[Stored dataset items]
-*-

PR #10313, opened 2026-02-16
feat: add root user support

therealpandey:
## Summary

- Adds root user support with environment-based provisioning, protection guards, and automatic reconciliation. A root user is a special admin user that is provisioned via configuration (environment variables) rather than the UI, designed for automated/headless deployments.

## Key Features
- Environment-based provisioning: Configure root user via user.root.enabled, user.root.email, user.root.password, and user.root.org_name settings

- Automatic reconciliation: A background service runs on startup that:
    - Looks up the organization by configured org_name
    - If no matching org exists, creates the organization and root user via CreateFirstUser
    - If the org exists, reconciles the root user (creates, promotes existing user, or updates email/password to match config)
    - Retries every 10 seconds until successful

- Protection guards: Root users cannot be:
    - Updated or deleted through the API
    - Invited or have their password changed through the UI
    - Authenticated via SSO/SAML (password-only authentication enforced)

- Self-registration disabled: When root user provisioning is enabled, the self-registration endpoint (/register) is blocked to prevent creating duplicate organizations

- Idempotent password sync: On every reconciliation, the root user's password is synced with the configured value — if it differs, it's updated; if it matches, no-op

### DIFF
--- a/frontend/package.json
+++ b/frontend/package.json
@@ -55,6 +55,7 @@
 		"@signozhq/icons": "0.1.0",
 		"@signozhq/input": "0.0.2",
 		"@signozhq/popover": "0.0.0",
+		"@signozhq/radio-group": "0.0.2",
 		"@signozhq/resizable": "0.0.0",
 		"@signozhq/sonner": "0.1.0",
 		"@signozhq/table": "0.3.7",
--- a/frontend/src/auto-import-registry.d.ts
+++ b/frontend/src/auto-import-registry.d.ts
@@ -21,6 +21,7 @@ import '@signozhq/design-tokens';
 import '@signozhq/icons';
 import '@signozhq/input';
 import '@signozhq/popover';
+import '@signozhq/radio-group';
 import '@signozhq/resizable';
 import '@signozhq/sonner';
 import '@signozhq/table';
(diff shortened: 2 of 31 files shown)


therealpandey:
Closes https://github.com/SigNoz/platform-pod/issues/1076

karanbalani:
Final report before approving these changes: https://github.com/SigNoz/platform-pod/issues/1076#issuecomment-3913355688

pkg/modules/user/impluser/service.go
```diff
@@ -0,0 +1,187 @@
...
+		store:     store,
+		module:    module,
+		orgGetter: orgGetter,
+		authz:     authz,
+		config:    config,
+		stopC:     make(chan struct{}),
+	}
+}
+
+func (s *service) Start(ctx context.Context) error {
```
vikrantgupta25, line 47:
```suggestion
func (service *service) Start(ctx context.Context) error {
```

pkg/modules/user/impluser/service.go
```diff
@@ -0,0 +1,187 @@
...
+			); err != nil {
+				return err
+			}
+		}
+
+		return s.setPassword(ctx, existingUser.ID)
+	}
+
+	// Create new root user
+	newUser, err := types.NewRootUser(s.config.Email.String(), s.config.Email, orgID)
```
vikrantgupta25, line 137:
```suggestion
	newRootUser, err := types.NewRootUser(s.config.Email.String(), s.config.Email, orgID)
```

-*-

* _Work request_
Only the lines above starting at the line that holds "- Protection guards: Root" and ending at the line that holds "- Idempotent password" are to be repeated, exactly and in full.

* _Response for this exercise_
- Protection guards: Root users cannot be:
    - Updated or deleted through the API
    - Invited or have their password changed through the UI
    - Authenticated via SSO/SAML (password-only authentication enforced)

- Self-registration disabled: When root user provisioning is enabled, the self-registration endpoint (/register) is blocked to prevent creating duplicate organizations

- Idempotent password sync: On every reconciliation, the root user's password is synced with the configured value — if it differs, it's updated; if it matches, no-op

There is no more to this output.